For many of us, increases in taxes might evoke a groan or an eye roll. For others, it might be a panic-inducing knot in your stomach as you try desperately to budget and figure out how you will pay. But for some, it could mean jail time. Melanie Woolcock, a single mother from Bridgend in Wales, was sentenced to 81 days in jail for failing to pay her council tax bill of £4,742. Because health conditions keep her from working, she found herself unable to pay her debts with benefits. “I was being treated exactly the same as someone who had murdered somebody,” she said after her release from jail. “But when you’re in there and you feel you haven’t committed a crime, you feel a vast injustice being done to yourself.” She is one of over 300 people who have faced prison sentences over council tax bills in the last six years.

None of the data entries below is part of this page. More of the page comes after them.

Issue #1664, opened 2023-07-04
Add specifier support when parsing configuration files


MariusSchiffer:
I'm currently using a setup similar to the presets in the main systemd repository. I would like to output to a directory specified on the command line, as in my case the repository directory should not be written to.

The relative paths used for `BaseTrees` would not work then.  
Example:  
Preset base with `OutputDirectory=../../mkosi.output` (or no directory set)
Preset initrd with `BaseTrees=../../mkosi.output/base`

Call mkosi with `mkosi --output-directory=/tmp/mkosi.output`

A workaround for me here is calling the preset manually with the `--base-tree=/tmp/mkosi.output/base`, which gets unwieldy with several presets.

A possible solution I see is adding a PathsRelativeTo similar to what repart has, or calling `.format(output_directory=)` on these paths so one can use `BaseTrees={output}/base`

DaanDeMeyer:
We should probably add specifier support. I'd also like to more easily allow specifying paths relative to the top level directory mkosi was invoked from.

PR #1952, opened 2023-10-04
Add support for specifiers

DaanDeMeyer:
Let's allow referring to the value of various settings using
specifiers.

Fixes https://github.com/systemd/mkosi/issues/1664

### DIFF
--- a/mkosi/config.py
+++ b/mkosi/config.py
@@ -551,6 +551,7 @@ class MkosiConfigSetting:
     path_read_text: bool = False
     path_secret: bool = False
     path_default: bool = True
+    specifier: str = ""
 
     # settings for argparse
     short: Optional[str] = None
@@ -1054,6 +1055,7 @@ SETTINGS = (
         dest="distribution",
         short="-d",
         section="Distribution",
+        specifier="d",
         parse=config_make_enum_parser(Distribution),
         match=config_make_enum_matcher(Distribution),
         default_factory=config_default_distribution,
@@ -1064,6 +1066,7 @@ SETTINGS = (
         dest="release",
         short="-r",
         section="Distribution",
+        specifier="r",
         parse=config_parse_string,
         match=config_make_string_matcher(),
         default_factory=config_default_release,
@@ -1073,6 +1076,7 @@ SETTINGS = (
     MkosiConfigSetting(
         dest="architecture",
         section="Distribution",
+        specifier="a",
         parse=config_make_enum_parser(Architecture),
         match=config_make_enum_matcher(Architecture),
         default=Architecture.native(),
@@ -1123,6 +1127,7 @@ SETTINGS = (
         metavar="FORMAT",
         name="Format",
         section="Output",
+        specifier="t",
         parse=config_make_enum_parser(OutputFormat),
         match=config_make_enum_matcher(OutputFormat),
         default=OutputFormat.disk,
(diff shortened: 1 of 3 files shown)


mkosi/config.py
```diff
@@ -2068,6 +2076,37 @@ def parse_config(argv: Sequence[str] = ()) -> tuple[MkosiArgs, tuple[MkosiConfig
     # Compare inodes instead of paths so we can't get tricked by bind mounts and such.
     parsed_includes: set[tuple[int, int]] = set()
 
+    def expand_specifiers(text: str, namespace: argparse.Namespace, defaults: argparse.Namespace) -> str:
+        percent = False
+        result = ""
```
behrmann, line 2081: This will have quadratic runtime, since a new string will be allocated every time a new character is added. if you make this a list an `"".join(result)` at the end it will still bump the list around in memory a bit when a new character is appended, but the allocations will average out and the runtime should be closer to linear in the length of `text`.

mkosi/resources/mkosi.md
```diff
@@ -1254,6 +1254,21 @@ boolean argument: either `1`, `yes`, or `true` to enable, or `0`, `no`,
...
+understood:
+
+| Setting            | Specifier |
+|--------------------|-----------|
+| `Distribution=`    | `%d`      |
+| `Release=`         | `%r`      |
+| `Architecture=`    | `%a`      |
+| `Format=`          | `%t`      |
+| `Output=`          | `%o`      |
+| `OutputDirectory=` | `%O`      |
```
behrmann, line 1270:
```suggestion
| `OutputDirectory=` | `%O`      |
| Literal `%`        | `%%`      |
```
so that people know how to do that. It's also a bit of a backward compat break we should mention in the news, but I don't think people commonly have percent signs in their paths. At least I hope so. :)

mkosi/config.py
```diff
@@ -2195,6 +2235,22 @@ def parse_config(path: Path, namespace: argparse.Namespace, defaults: argparse.N
         if not match_config(path, namespace, defaults):
             return False
 
+        if extras:
+            for s in SETTINGS:
```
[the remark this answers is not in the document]
DaanDeMeyer: Yeah but I prefer using `s` as the variable name for the for loop everywhere, in which case this is necessary, so i'd prefer to keep this

mkosi/resources/mkosi.md
```diff
@@ -1254,6 +1254,22 @@ boolean argument: either `1`, `yes`, or `true` to enable, or `0`, `no`,
   Additionally, the suffixes `K`, `M` and `G` can be used to specify a
   size in kilobytes, megabytes and gigabytes respectively.
 
+## Specifiers
+
+The current value of various settings can be accessed when parsing
+configuration files by using specifiers. To write a literal `%`
+character in a configuration file without treating it as a specified,
```
behrmann, line 1261: Typo:
```suggestion
character in a configuration file without treating it as a specifier,
```

mkosi/config.py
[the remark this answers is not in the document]
behrmann: That's ok, we're not losing anything by not doing this, we're just not gaining anything (more type safety). Instead of the "Make mypy happy" comment please add a todo, though, add a todo to solve this with a type guard once we're on a sufficiently new Python version.

behrmann (approved):
LGTM, one typo and a comment nit (see above).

Punishments for not paying council tax are becoming more severe, as taxes continue to rise and rise. “Amid warnings that ‘heavy-handed’ collection tactics are putting severe pressure on those already in financial difficulty, households face a fourth consecutive year of above-inflation council tax rises as local authorities attempt to recoup money cut from their budgets by central government,” the Guardian reports. “The annual band D bill will rise by an average of £75.60.”
"Jail for council tax debt is wrong, prisons are there for serious crime"
Rona Epstein is a law researcher at @covcampus and has campaigned against jail for council tax debt for many years.
— Victoria Derbyshire (@VictoriaLIVE) November 30, 2017
In theory, you should only face jail time over council tax for “willful neglect or willful refusal” to pay — in other words, not because you can’t afford it. But activists and campaigners say that it’s not that simple, that many of those who are “willful” simply don’t have the money. And, in the age of austerity, the amount of people struggling to pay has been skyrocketing — rising by almost 40 percent in just six years. Recent government figures show that the total amount of council tax arrears across England and Wales last year reached a staggering £944 million, 37 percent higher than in 2012-13, when it was £691 million. Debt is also on the rise. Council tax debt in 2017-18 was £3 billion, which is 27 percent higher than in 2012-13.
Many people were shocked to find that you could still be jailed for debt in the UK — and argued that jail should be reserved for serious offences, rather than struggling to make ends meet. As council tax and housing costs continue to rise, while equality and social support continue to drop, sentences like this could become increasingly common — a shocking indictment of Britain in 2019.